The chair of the SPI-M group, infectious disease modeller Graham Medley of the London School of Hygiene and Tropical Medicine, said: “During the meeting one of the members said: ‘Do you know what, we’ve got this wrong’. And [they] managed to convince us that in fact we were further into epidemic than we had thought. That was alarming.”

But the advisers and scientists suggested that the government was not acting on scientific advice fast enough to prepare capacities to deal with the virus or to introduce a lockdown.

“I’ve difficulty understanding why for example they weren’t even at pretty early stage talking about really, really stepping up testing to try and find out where the virus was,” said Gabriel Scully, president of epidemiology and public health at the Royal Society of Medicine.

The programme heard of large research laboratories offering to help with testing only to be ignored by the government.

Paul Nurse, director of the Francis Crick institute, said his offer of 2,000 tests a day was never taken up by government.
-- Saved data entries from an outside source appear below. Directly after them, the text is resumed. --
PR #569, opened 2014-03-13
Fix for termination criterion issues

tillrohrmann:
I encountered some minor problems while testing the new termination criterion for bulk iterations and I tried to fix them.
1. NullPointerException in OptimizerNode.mergeLists because child2open is not checked for being not null
2. Faulty chaining of root of termination criterion and root of step function. This happens if one uses the next partial solution as the termination criterion
3. BulkIterationNode tries to generate alternative plans for the termination criterion even if there are no plans for the next partial solution. If the termination criterion depends on the next partial solution, then the algorithm won't find a plan fulfilling the requirements and thus throw an exception.
4. Some of the termination criterion nodes are instantiated as a RegularPactTasks instead of IntermediateIterationTasks. This is caused by not setting the dynamic paths of the termination criterion.

I hope that I haven't broken anything while trying to fix the issues.

### DIFF
--- a/stratosphere-compiler/src/main/java/eu/stratosphere/compiler/PactCompiler.java
+++ b/stratosphere-compiler/src/main/java/eu/stratosphere/compiler/PactCompiler.java
@@ -989,7 +989,11 @@ public class PactCompiler {
 				this.numMemoryConsumers += recursiveCreator.numMemoryConsumers;
 				
 				// go over the contained data flow and mark the dynamic path nodes
-				rootOfStepFunction.accept(new StaticDynamicPathIdentifier(iterNode.getCostWeight()));
+				StaticDynamicPathIdentifier identifier = new StaticDynamicPathIdentifier(iterNode.getCostWeight());
+				rootOfStepFunction.accept(identifier);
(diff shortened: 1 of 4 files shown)


markus-h:
Thanks for your testing! Your fixes look good for me. 
I don't fully understand the 3rd issue. Can you describe the case where there are no plans for next partial solution and candidates.size() == 0?

tillrohrmann:
The 3rd issue always arises if all generated plans for the next partial solution are discarded because they don't met the properties (instantiateCandidate method of BulkIterationNode). If all plans are discarded then there is no plan for the required properties and thus there is no need to look for a plan for the termination criterion. But since the termination criterion often depends on the next partial solution, it requires the next partial solution to have at least one plan. If not, then the system complains wrongly about the termination criterion plan which cannot be instantiated. But in the case where the next partial solution has no plans for given properties, we should never try to find a plan for the termination criterion.

markus-h:
Ok, that makes sense, thanks for your explanation!

StephanEwen:
Merged in 525cb03668b6f6a6bdb4c5c91d350d2e1670c319

PR #572, opened 2014-03-13
Scala termination criterion

tillrohrmann:
I tried to extend the scala api by the newly introduced termination criterion for bulk iterations. Since one has neither direct access to the partial solution nor to the next partial solution one has to specify a termination function of type (previousState: DataSet[T], currentState: DataSet[T]) => DataSet[U] which is supplied with the partial and next partial solution. I hope this is flexible enough to cover many termination caluclations.

Additionally I extended the scala api by a name parameter for the write method of DataSet. It makes debugging a lot easier if one can name the data sinks properly.

I also included a small example which has however only instructional value.

### DIFF
--- a/stratosphere-examples/stratosphere-scala-examples/src/main/scala/eu/stratosphere/examples/scala/iterative/TerminationCriterion.scala
+++ b/stratosphere-examples/stratosphere-scala-examples/src/main/scala/eu/stratosphere/examples/scala/iterative/TerminationCriterion.scala
@@ -1,0 +1,57 @@
+package eu.stratosphere.examples.scala.iterative
+
+import eu.stratosphere.client.LocalExecutor
+import eu.stratosphere.api.common.Program
+import eu.stratosphere.api.common.ProgramDescription
+
+import eu.stratosphere.api.scala._
+import eu.stratosphere.api.scala.operators._
+import eu.stratosphere.types.DoubleValue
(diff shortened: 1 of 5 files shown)


stratosphere-examples/stratosphere-scala-examples/src/main/scala/eu/stratosphere/examples/scala/iterative/TerminationCriterion.scala
```diff
@@ -0,0 +1,57 @@
+package eu.stratosphere.examples.scala.iterative
```
rmetzger, line 14: Your change is not passing our integration tests because this file is missing the LICENSE header.

rmetzger, line 14: See: https://travis-ci.org/stratosphere/stratosphere/builds/20732152

tillrohrmann, line 14: Thanks, I just added the License header.

StephanEwen:
Merged in 1aa1d26b9370088cf77f5fc86f506377bf46bfef

Issue #563, opened 2014-03-12
New Java API: reduce function does not allow to return input object.


fhueske:
The reduce function of the new Java API does not work if the an input object is returned, i.e.,

New example:

```
public T reduce(T value1, T value2) throws Exception {
  value1.setVal(value1.getVal() + value2.getVal());
  return value1;
}
```

This is due to the internal mutable object runtime.

Wrong example:

```
public T reduce(T value1, T value2) throws Exception {
  value1 = value1 + value2;
  return value1;
}
```

StephanEwen:
Can you elaborate a bit more, what does happen in this case? In the
example, it looks like the value1 reference (or value) is reassigned to
value1+value2. That does not modify any internal object, or am I
overlooking something?

fhueske:
I observed the problem with the `ReferenceWrappingReducer` in [PlanReduceOperator](https://github.com/stratosphere/stratosphere/blob/master/stratosphere-java/src/main/java/eu/stratosphere/api/java/operators/translation/PlanReduceOperator.java) but expect this to have the same effect in [ReduceFunction](https://github.com/stratosphere/stratosphere/blob/master/stratosphere-java/src/main/java/eu/stratosphere/api/java/functions/ReduceFunction.java).

When looping over the iterator, the final hasNext() call in the wrapping `reduce(Iterator<Reference<T>> in, Collector<Reference<T>> out)` overwrites the curr object.
I think the problem is that return values are not _safe_ when returned from the user function as in the other function which serialize output values or immediately forward them to the next function.

I am currently working on a fix that copies the result of the function call into another mutable object using a Serializer.

fhueske:
Damn, stupid example.
It should be something like:

```
public T reduce(T value1, T value2) throws Exception {
  value1.setVal(value1.getVal() + value2.getVal());
  return value1;
}
```

StephanEwen:
Let's see if we can solve this without copying... Otherwise that kills
performance...

StephanEwen:
Can you post a concrete example where it fails? Maybe add a unit test that fails due to this problem?

fhueske:
I added a unit test for this to PR #578.

fhueske:
In commit cf0eff3b1386486ed656aed1c1e8260c0cba5a09 I added JavaDocs to `T ReduceFunction.reduce(T value1, T value2)` function that tell the user that the second input object (`value2`) can be safely returned while the first input object (`value1`) must not be returned (checked by an integration test).
[...]

PR #578, opened 2014-03-14
Fix for ReduceOperator mutable object return bug.

fhueske:
This PR proposes a fix for #563.

Performance implications should be tolerable. For Sort-Group strategy only the first value of a group is copied. For Hash-Aggregate strategy (not supported yet), there will be no performance implications.

The fix assumes that the object of the first input value (`val1`) of a `T reduce(T val1, T val2)` may be returned and that the object of the second input value (`val2`) may NOT be returned.

### DIFF
--- a/stratosphere-java/src/test/java/eu/stratosphere/api/java/functions/ReduceFunctionTest.java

“I’ve talked to quite a number of different people, from minister levels and also advisers, and it’s like talking to a blancmange really, I mean you sort of poke it and it wobbles for a while and then more or less goes back to the original shape it had.”

Meanwhile, Matthew Freeman, head of the Dunn School of Pathology at the University of Oxford said: “Several of us here started writing emails saying ‘Hey guys can we help?’ You know, ‘We’re here, we can do this, it’s clear that you don’t have capacity yet to do so’ and it was sort of either ‘We’ll get back to you’ or ‘Why don’t you contact somebody else’.”

“The problem started with the failure to have proper planning in place to get going and ever since then we’re trying to play catch up,” Nurse concluded.